Letters to the Editor, Opinion

Dec. 6 letters to the editor

Proposed roundabout threatens historic home

Recently there has been publicity about the potential loss of the Hastings farmland where the proposed roundabout would be located. There is another farm and historical home at risk as well.

I live at 27 Kingwood Pike, in a brick home that overlooks the intersection of Dorsey Avenue, Green Bag Road and Kingwood Pike. To Morgantown natives who have lived here over the last 100 years, they may know it as the Anderson farmhouse. My great-great-grandfather purchased the farm in 1900, as an addition to his farm that occupied where the Kennedy Federal Correctional Institute now exists. His son, JD Anderson, of local significance, built his own house and farm buildings around 1920. Now a century later, my young children are the sixth generation to live and experience agriculture on our farm.

Due to unsuitable soil conditions for Green Bag Road at inception in the 1960s and large slips, all structures of the farm were  condemned and razed, with the exception of my home. Now with more proposed soil destabilization and high cut walls on Green Bag Road and Kingwood Pike, our historical home is at risk, and WVDOH may finish the destructive path it started.

To improve vehicle and pedestrian flow, another option needs to be considered as the leading alternative at the Kingwood Pike and Green Bag Road intersection. Center lanes only on Green Bag, with signal arrows allowing protected turns onto Dorsey Avenue and Kingwood Pike would be efficient. Dorsey Avenue and Kingwood Pike do not need added lanes to address traffic flow, which in turn reduces construction costs, reduces property acquisition costs and does not displace any residences.

Roundabouts can be cost-effective, when construction is  new  or large public rights-of-way already exist, but that’s not the case here. In fact, the roundabout could be more dangerous for pedestrian traffic to cross avenues, as drivers may not need to yield or look in both directions as they enter.

I’m asking the community to help support these local farms by contacting our state representatives, or WVDOH in Charleston and demanding a better alternative for everyone.

Garrett Richards
Morgantown

How should a COVID vaccine be distributed?

Whether your political blood runs red or blue, the recent successes of the COVID vaccine program are raising hopes for an end to the COVID-19 pandemic. I believe the vaccines will be distributed and push the disease to its demise.

However, the latest issue of WIRED magazine raises the question of how we can do this fast and most effectively in its article “Who gets the first shot.” They suggest that we target superspreaders, from social butterflies to people who by necessity interact with many other people for more than a few moments.

The CDC is planning how to distribute the vaccines during the early phases when supply is limited and later when there will be plenty of supplies. The key principles are to discourage low-risk people from crowding out the superspreaders and high-risk folks early without putting in so many bureaucratic hurdles that people turned away won’t come back.

What happens first, everyone agrees on. Medical and emergency front line workers get vaccinated first. But the next question is whether to vaccinate the middle age and elderly and those with underlying medical conditions, or to vaccinate  potential superspreaders.

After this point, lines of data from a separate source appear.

PR #28292, opened 2023-05-25
car docs: document parts of parts

sshane:
Includes old and new code (why it's only a green diff)

This aims to make it easy to document and maintain the parts that come in the shop and the parts required to drive the car.

- [x] clean up old parts code
- [x] use new code for all cars
- [x] ensure we can make a template using this for the site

Scientists approach this by assuming people are greedy, whether it’s hoarding toilet paper or vaccines. It’s in the interest of each person to get the vaccine, but it’s in everyone’s interest to slow the spread of COVID. Limits blunt the worst parts of the greed while not dampening motivation.

Putting limits on who gets the vaccine early and scaling back the limits over time to let the highest risk people get the vaccine makes the most sense. First vaccinate medical workers and first responders, then essential workers, then nursing home residents and the elderly. At all points, there will be mismatches between the number of vaccine doses and the number of people seeking the shot but, after the first week, it makes sense to apply the greedy principle and vaccinate everyone who wants one. It is highly likely that the people vaccinated with this approach will be either high-risk or potential superspreaders because they were motivated to come.